- RECORDED DATA:

——

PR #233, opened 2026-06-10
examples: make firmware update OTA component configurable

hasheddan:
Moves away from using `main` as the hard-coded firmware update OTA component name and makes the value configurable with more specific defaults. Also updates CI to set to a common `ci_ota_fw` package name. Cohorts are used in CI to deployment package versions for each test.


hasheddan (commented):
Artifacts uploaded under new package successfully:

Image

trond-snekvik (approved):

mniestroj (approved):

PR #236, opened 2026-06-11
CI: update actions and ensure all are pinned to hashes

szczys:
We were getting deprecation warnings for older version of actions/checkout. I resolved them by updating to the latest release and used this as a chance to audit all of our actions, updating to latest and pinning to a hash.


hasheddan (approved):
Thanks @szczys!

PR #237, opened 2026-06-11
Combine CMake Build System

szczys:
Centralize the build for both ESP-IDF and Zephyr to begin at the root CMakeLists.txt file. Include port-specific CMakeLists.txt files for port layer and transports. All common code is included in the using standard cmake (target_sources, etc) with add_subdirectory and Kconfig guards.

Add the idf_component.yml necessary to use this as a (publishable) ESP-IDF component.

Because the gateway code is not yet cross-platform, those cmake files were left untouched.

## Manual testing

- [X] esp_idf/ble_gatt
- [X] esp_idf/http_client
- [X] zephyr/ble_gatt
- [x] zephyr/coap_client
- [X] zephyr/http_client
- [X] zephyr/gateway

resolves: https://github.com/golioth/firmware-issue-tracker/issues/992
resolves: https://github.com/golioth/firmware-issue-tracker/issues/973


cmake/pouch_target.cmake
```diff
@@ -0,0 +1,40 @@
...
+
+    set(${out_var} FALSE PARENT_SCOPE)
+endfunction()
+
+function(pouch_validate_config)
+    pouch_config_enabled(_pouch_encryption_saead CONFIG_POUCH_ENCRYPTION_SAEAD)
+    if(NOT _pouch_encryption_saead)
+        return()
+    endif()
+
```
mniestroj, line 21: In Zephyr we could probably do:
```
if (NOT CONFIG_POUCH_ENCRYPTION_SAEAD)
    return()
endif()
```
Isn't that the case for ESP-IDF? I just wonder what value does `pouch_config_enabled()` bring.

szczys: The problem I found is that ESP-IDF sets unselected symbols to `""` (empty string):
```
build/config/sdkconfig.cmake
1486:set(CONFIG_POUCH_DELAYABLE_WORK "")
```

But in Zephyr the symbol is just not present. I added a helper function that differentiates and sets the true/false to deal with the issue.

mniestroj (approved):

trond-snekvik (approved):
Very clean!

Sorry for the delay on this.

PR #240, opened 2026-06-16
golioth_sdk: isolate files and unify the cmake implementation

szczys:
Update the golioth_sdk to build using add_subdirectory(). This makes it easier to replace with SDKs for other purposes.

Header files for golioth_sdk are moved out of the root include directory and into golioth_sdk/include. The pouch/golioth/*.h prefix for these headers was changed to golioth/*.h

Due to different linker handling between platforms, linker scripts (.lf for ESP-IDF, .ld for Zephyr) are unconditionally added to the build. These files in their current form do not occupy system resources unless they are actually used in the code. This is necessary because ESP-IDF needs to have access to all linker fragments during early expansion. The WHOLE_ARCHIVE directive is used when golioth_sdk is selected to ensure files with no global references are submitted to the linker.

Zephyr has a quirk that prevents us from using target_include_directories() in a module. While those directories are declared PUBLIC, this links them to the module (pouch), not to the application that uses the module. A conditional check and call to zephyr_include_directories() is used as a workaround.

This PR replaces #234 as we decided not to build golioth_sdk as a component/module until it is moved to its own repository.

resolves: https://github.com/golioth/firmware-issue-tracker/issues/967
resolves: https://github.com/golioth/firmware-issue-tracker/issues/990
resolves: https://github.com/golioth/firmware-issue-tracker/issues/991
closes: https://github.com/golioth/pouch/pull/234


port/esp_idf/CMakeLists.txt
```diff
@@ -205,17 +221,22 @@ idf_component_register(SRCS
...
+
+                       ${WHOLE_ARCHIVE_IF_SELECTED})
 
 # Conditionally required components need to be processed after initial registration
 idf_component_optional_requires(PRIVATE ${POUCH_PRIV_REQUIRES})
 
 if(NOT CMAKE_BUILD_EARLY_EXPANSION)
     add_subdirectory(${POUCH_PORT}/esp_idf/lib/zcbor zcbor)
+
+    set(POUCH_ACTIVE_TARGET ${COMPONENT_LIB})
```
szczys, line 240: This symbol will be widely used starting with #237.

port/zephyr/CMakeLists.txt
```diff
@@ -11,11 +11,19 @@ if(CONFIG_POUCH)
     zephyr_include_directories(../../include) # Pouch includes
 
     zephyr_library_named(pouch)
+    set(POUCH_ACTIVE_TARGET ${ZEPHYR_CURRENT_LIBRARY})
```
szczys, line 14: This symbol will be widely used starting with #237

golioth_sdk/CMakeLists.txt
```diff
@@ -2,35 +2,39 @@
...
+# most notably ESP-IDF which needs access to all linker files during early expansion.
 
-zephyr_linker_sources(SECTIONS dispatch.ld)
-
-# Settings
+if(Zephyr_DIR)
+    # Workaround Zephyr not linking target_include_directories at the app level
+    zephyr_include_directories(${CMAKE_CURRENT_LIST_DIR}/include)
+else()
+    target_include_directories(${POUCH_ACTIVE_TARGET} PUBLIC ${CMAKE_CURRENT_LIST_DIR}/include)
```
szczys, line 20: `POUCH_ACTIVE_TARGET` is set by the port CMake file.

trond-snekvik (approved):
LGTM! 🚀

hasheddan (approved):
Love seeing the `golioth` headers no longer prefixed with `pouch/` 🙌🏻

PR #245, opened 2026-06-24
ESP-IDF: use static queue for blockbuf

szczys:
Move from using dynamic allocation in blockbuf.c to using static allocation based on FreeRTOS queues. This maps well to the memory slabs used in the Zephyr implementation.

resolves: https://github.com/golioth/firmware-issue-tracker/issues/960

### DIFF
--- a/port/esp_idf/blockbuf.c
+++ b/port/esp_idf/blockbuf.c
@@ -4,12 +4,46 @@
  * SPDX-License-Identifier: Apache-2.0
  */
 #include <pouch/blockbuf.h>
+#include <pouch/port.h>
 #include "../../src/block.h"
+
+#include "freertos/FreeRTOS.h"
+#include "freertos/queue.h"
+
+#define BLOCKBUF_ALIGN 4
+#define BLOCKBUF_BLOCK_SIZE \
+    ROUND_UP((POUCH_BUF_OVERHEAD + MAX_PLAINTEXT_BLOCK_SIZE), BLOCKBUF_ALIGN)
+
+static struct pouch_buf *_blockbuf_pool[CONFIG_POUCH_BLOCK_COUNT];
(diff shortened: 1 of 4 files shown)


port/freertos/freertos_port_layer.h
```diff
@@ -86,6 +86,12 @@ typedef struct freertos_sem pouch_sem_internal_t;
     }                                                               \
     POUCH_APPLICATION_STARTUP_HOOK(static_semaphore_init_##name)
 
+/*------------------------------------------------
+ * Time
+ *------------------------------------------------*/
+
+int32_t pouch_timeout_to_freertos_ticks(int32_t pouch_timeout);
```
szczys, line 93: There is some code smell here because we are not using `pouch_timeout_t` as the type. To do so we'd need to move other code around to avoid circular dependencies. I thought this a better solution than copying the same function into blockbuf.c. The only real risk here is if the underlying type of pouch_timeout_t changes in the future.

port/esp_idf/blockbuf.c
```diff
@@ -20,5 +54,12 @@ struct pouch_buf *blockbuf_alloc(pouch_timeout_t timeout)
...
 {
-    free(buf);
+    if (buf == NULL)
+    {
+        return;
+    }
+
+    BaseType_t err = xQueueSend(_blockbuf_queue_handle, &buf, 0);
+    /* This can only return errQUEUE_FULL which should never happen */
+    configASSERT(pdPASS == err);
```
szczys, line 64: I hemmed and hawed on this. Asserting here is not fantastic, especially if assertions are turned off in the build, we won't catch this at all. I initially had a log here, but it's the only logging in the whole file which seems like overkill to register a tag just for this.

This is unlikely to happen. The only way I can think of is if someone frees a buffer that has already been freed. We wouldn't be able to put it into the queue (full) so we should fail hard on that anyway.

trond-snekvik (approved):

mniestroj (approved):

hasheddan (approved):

——

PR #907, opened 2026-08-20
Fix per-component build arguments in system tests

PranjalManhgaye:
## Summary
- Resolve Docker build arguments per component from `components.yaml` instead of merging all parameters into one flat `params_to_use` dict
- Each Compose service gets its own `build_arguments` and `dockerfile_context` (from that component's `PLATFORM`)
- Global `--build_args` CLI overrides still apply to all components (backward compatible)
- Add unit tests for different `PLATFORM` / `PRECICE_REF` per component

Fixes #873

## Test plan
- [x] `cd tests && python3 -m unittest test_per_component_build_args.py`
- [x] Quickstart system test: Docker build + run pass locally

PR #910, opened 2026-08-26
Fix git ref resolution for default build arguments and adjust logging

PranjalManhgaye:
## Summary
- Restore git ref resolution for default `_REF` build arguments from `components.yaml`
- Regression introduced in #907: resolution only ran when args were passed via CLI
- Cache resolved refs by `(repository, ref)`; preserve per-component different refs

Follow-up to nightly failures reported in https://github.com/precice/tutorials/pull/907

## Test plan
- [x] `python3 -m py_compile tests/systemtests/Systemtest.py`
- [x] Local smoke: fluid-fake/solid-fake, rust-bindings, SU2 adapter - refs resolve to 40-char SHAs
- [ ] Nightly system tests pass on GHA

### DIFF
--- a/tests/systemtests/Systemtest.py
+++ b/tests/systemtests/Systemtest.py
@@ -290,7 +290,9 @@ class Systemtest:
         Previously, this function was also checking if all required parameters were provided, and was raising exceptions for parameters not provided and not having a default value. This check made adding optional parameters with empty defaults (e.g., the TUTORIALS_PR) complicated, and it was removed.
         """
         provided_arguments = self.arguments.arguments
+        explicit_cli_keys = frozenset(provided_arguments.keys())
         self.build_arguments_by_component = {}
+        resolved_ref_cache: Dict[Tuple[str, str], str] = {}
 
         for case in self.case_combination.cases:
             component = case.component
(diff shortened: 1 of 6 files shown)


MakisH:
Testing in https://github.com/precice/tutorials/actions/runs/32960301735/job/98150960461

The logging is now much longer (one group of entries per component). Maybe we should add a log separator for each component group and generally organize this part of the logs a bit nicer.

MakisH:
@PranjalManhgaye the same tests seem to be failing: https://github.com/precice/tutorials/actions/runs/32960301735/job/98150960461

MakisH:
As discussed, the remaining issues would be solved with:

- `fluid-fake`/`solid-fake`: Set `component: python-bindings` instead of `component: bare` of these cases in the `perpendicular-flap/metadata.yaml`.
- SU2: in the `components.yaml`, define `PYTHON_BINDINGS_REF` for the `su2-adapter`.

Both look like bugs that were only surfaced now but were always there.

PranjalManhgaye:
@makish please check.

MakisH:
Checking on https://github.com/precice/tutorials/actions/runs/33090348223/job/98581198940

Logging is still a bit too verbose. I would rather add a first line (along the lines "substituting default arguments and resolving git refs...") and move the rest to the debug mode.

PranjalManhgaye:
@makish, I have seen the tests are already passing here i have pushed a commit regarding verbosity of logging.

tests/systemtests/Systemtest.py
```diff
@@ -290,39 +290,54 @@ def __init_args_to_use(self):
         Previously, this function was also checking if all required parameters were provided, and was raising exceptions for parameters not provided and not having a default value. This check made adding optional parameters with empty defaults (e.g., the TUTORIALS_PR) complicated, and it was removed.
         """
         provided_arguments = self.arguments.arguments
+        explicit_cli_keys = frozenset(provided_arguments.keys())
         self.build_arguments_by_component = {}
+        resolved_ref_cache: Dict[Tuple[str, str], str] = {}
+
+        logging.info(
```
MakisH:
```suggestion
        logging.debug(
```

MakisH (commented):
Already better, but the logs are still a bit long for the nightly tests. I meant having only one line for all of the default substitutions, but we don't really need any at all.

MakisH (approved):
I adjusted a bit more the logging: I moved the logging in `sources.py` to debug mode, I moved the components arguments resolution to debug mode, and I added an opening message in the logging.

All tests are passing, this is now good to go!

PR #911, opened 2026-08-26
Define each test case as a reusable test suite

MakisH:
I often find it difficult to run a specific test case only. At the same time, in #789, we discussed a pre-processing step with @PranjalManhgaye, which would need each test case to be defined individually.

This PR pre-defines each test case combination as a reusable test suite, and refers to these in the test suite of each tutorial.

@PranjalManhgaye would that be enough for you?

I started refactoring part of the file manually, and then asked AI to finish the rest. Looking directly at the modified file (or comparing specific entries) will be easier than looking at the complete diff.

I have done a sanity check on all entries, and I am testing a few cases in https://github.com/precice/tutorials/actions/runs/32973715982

——

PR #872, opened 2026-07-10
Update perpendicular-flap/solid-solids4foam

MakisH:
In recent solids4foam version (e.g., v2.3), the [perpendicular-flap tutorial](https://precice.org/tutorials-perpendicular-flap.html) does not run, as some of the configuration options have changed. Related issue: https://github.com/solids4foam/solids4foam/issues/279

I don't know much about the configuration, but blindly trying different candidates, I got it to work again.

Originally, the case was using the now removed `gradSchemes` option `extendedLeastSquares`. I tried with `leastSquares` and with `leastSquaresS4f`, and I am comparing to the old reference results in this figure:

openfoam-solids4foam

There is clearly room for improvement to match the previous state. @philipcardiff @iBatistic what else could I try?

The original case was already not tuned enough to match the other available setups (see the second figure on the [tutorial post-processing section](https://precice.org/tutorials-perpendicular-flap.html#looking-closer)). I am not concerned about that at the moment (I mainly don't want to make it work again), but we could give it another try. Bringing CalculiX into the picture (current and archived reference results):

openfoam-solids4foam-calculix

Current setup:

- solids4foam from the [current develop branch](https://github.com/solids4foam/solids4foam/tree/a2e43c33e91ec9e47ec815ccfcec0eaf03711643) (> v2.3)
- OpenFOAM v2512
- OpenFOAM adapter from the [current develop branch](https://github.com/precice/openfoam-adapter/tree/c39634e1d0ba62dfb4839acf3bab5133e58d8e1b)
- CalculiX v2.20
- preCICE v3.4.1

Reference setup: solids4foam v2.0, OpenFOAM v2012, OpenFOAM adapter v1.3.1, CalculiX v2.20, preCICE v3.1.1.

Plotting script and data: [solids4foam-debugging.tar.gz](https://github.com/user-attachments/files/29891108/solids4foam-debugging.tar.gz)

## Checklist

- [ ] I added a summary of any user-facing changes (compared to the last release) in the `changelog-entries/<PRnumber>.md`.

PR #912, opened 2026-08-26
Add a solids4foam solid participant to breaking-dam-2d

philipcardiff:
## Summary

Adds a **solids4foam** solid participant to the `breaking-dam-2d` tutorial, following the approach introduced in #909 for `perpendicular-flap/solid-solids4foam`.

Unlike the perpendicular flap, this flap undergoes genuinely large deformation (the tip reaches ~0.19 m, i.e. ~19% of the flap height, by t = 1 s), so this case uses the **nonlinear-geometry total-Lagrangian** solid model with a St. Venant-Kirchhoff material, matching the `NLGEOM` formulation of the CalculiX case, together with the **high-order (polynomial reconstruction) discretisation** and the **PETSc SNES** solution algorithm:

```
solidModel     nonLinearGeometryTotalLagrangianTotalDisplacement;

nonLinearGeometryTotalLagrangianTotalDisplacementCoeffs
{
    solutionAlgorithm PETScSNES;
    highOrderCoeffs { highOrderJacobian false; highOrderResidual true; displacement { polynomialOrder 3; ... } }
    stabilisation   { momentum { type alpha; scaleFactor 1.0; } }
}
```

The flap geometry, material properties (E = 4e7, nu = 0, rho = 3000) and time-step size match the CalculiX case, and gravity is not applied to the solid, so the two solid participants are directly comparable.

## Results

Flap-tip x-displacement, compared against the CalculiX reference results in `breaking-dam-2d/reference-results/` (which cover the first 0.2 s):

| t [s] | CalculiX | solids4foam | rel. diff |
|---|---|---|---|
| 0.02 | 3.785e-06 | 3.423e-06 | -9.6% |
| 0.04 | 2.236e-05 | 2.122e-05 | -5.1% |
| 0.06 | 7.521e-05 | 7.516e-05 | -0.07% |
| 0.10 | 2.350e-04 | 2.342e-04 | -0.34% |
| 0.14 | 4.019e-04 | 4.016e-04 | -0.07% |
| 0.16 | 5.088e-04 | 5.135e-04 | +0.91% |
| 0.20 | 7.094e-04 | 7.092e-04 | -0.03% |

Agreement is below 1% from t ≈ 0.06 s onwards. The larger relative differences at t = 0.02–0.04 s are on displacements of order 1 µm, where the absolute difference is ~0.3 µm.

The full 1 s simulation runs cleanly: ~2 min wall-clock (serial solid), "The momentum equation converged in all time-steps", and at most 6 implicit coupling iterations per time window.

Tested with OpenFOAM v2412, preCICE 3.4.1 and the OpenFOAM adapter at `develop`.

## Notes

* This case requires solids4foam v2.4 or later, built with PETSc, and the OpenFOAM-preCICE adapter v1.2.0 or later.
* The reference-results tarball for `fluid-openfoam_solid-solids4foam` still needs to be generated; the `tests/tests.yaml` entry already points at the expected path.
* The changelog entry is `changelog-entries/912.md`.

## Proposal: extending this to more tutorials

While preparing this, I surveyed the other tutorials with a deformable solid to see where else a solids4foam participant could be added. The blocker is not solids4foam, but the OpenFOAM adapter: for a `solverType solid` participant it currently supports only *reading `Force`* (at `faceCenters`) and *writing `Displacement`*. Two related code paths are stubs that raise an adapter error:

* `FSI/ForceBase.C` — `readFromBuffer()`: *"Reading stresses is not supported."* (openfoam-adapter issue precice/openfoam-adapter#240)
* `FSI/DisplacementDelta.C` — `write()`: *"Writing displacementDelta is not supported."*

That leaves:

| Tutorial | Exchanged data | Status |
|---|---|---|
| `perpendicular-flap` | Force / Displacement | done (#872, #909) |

——

Where the material contains a line with "momentum", return that line.

- PROBLEM SOLUTION:
    stabilisation   { momentum { type alpha; scaleFactor 1.0; } }
The full 1 s simulation runs cleanly: ~2 min wall-clock (serial solid), "The momentum equation converged in all time-steps", and at most 6 implicit coupling iterations per time window.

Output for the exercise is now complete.